ACTIVITY: Report all lines of the data below that hold the word "this".

Dataset entries:
§ §

PR #1985, opened 2016-06-27
Removes the password to delist the server

Yoshax:
We really need a better way of doing this.

### DIFF
--- a/code/hub.dm
+++ b/code/hub.dm
@@ -1,8 +1,8 @@
 /world
 
 	hub = "Exadv1.spacestation13"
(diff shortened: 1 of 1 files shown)


Spookerton:
We're going to see if -invisible works first.

Yoshax:
PR's here if you need it.

Anewbe:
:+1: :+1:

Spookerton:
Invisible does it, but we should probably do this anyway so that our lewd downstreams don't accidentally cry tears of blood if they have odd startup parameters.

§ §

SOLUTION BELOW:
We really need a better way of doing this.
Invisible does it, but we should probably do this anyway so that our lewd downstreams don't accidentally cry tears of blood if they have odd startup parameters.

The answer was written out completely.